When the boy arrived, "he had soot all the way up to his waist," Michiels said. Hospital staff got him to the emergency room to wash him off and to better see the burns, but they weren't there.
The teen merely had one burn the size of the palm of his hand near his ankle, Michiels said.
"The rest was just soot from falling into the fire," she said.
The boy's parents may have over-inflated the sense of danger because he was "screaming and yelling and floundering around" after he fell into the campfire, Michiels said.
"I think his anxiety was contagious and made everyone think ... he must be really, really injured," she said.
The boy's family and the healthcare professionals looking after him were all "relieved" when they realized his injuries weren't so serious, Michiels said, adding that the medical staff "learned a lesson" that day to not get too carried away before they have a full understanding of the patient's injuries.
Don't panic if the poop is blue
Michiels saw another incident in 2016 in which parents panicked a bit too prematurely.
A "terrified" mother brought her infant into the emergency room the day after Independence Day because she thought the baby had contracted "some sort of horrible infection," Michiels said.
The cause for concern: bright blue poop.
The mother brought doctors the baby's diaper in a Ziploc bag, and when they opened it, the "sweet, fruity smell" was "overwhelming," Michiels said.
The family had been at a picnic the day before, where someone had brought a big bowl of blueberries, which the baby had never had before, she said. The infant "loved" the fruit and ended up eating a handful.
"When babies eat fruit, it passes through their system fairly quickly," Michiels said. "You wind up with this sweet-smelling, dark-colored poop."
Michiels said parents should only be worried if poop is white, black or red.

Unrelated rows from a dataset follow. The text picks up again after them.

PR #1984, opened 2021-11-08
Skip construct desired_state for app-sre-escalation-undefined usergroup

OliviaHY:
### Why
There is a [permission](https://gitlab.cee.redhat.com/service/app-interface/-/blob/master/data/teams/placeholder-escalation-permission.yml) defined as placeholder for app-sre-escalation-undefined usergroup. Now that we loop through permissions, the integration breaks when it run to it because the usergroup has no actual usergroup etc
### What:
Skipping it.

### DIFF
--- a/reconcile/slack_usergroups.py
+++ b/reconcile/slack_usergroups.py
@@ -235,6 +235,9 @@ def get_desired_state(slack_map, pagerduty_map):
     for p in permissions:
         if p['service'] != 'slack-usergroup':
             continue
+        skip_flag = p['skip']
+        if skip_flag:
+            continue
         workspace = p['workspace']
         managed_usergroups = workspace['managedUsergroups']
         if managed_usergroups is None:
--- a/reconcile/queries.py
+++ b/reconcile/queries.py
@@ -2143,6 +2143,7 @@ PERMISSIONS_QUERY = """
       description
       handle
       ownersFromRepos
+      skip
       pagerduty {
           name
           instance {


reconcile/slack_usergroups.py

"All other shades of poop are usually OK," she said.
Safety tips to keep in mind for the holiday weekend
Fireworks are best left to professionals, Coleman said, adding that every year she amputates fingers due to fireworks accidents.
Even the most seemingly innocuous items, such as sparklers, are a cause for concern, Coleman said. Sparklers can reach up to 1,200 degrees Fahrenheit, and physicians see sparkler burns almost every Fourth of July, Michiels said.
"Just the quickest touch to a child's hand will give them a pretty significant burn," Michiels said.
Glatter advised that people celebrating watch the amount of alcohol they imbibe, which, combined with setting fireworks off or swimming, could be a "perfect recipe for disaster," he said.
Another safety concern to keep in mind is monitoring children near water at all times, Michiels said, adding that every Fourth of July, she tends to see at least one patient who has drowned.
During a pool party or beach outing, there are usually several adults around but not one particular person who is looking after the kids, she said.
"We often see a drowning event of a child where there were many, many adults right in the vicinity who could have rescued that child had they known the child was in trouble," she said.
Michiels said a common misconception is that if you don't hear anyone yelling for help, everything is fine.
"In truth, drowning is almost always a silent event," she said. "You can't hear someone calling for help because the person who is floundering is doing everything they can to get that breath in. They don't have that extra energy to call out for help."